EXTRACTED DATA:
PR #2976, opened 2019-10-18
Feature/get org repos return object

agduncan94:
Previously the getOrganisationRepositoriesForUser was just returning a set of repository names (ex. dockstore/dockstore-ui2). I realized that the wizard GUI needs more information than this, so I now return a list of repository objects.

isPresent - is there an existing workflow in the database with the same repository org/name and same git registry
canDelete - can the workflow be deleted. For now only stubs can be deleted, this is open for discussion but I don't think is a blocker.

### DIFF
--- a/dockstore-common/src/main/java/io/dockstore/common/Repository.java
+++ b/dockstore-common/src/main/java/io/dockstore/common/Repository.java
@@ -7,14 +7,14 @@ package io.dockstore.common;
  */
 public class Repository {
     private String organization;
-    private String repository;
+    private String repositoryName;
     private SourceControl gitRegistry;
     private boolean isPresent;
     private boolean canDelete;
 
-    public Repository(String organization, String repository, SourceControl gitRegistry, boolean isPresent, boolean canDelete) {
+    public Repository(String organization, String repositoryName, SourceControl gitRegistry, boolean isPresent, boolean canDelete) {
         this.organization = organization;
-        this.repository = repository;
+        this.repositoryName = repositoryName;
         this.gitRegistry = gitRegistry;
         this.isPresent = isPresent;
         this.canDelete = canDelete;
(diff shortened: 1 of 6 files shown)


dockstore-common/src/main/java/io/dockstore/common/Repository.java
```diff
@@ -0,0 +1,66 @@
...
+    public boolean isPresent() {
+        return isPresent;
+    }
+
+    public void setPresent(boolean present) {
+        isPresent = present;
+    }
+
+    public String getPath() {
+        return organization + "/" + repository;
```
garyluu: SonarLint is going complain about String concat

dockstore-common/src/main/java/io/dockstore/common/Repository.java
```diff
@@ -0,0 +1,66 @@
+package io.dockstore.common;
+
+/**
+ * Class used by registration wizard to for toggle view
+ * @author aduncan
+ * @since 1.8.0
+ */
+public class Repository {
+    private String organization;
+    private String repository;
```
garyluu: Rename because clashes with class name

dockstore-webservice/src/main/java/io/dockstore/webservice/resources/UserResource.java
```diff
@@ -760,11 +763,30 @@ public Limits setUserLimits(@ApiParam(hidden = true) @Auth User authUser,
...
+    /**
+     * Check if a workflow can be deleted.
+     * For now this is simply if a workflow is a stub or not
+     * @param path full path to workflow
+     * @return can delete workflow
+     */
+    private boolean canDeleteWorkflow(String path) {
+        Optional<BioWorkflow> workflow = workflowDAO.findByPath(path, false, BioWorkflow.class);
+        if (workflow.isPresent()) {
+            return Objects.equals(workflow.get().getMode(), WorkflowMode.STUB);
```
denis-yuen: Nitpick, can just use `==` with Enums to void using Object.equals 
https://stackoverflow.com/questions/1750435/comparing-java-enum-members-or-equals

dockstore-webservice/src/main/java/io/dockstore/webservice/resources/UserResource.java
```diff
@@ -760,11 +763,30 @@ public Limits setUserLimits(@ApiParam(hidden = true) @Auth User authUser,
...
+        } else {
```
denis-yuen: Nitpick: can cleanly  remove the else clause and just return false 
(this set of braces is redundant).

ACTIVITY:
The answer should be an exact copy of the lines from the one containing "garyluu: Rename because" through the last line of the entries, both included.

SOLUTION FOR THIS EXERCISE:
garyluu: Rename because clashes with class name

dockstore-webservice/src/main/java/io/dockstore/webservice/resources/UserResource.java
```diff
@@ -760,11 +763,30 @@ public Limits setUserLimits(@ApiParam(hidden = true) @Auth User authUser,
...
+    /**
+     * Check if a workflow can be deleted.
+     * For now this is simply if a workflow is a stub or not
+     * @param path full path to workflow
+     * @return can delete workflow
+     */
+    private boolean canDeleteWorkflow(String path) {
+        Optional<BioWorkflow> workflow = workflowDAO.findByPath(path, false, BioWorkflow.class);
+        if (workflow.isPresent()) {
+            return Objects.equals(workflow.get().getMode(), WorkflowMode.STUB);
```
denis-yuen: Nitpick, can just use `==` with Enums to void using Object.equals 
https://stackoverflow.com/questions/1750435/comparing-java-enum-members-or-equals

dockstore-webservice/src/main/java/io/dockstore/webservice/resources/UserResource.java
```diff
@@ -760,11 +763,30 @@ public Limits setUserLimits(@ApiParam(hidden = true) @Auth User authUser,
...
+        } else {
```
denis-yuen: Nitpick: can cleanly  remove the else clause and just return false 
(this set of braces is redundant).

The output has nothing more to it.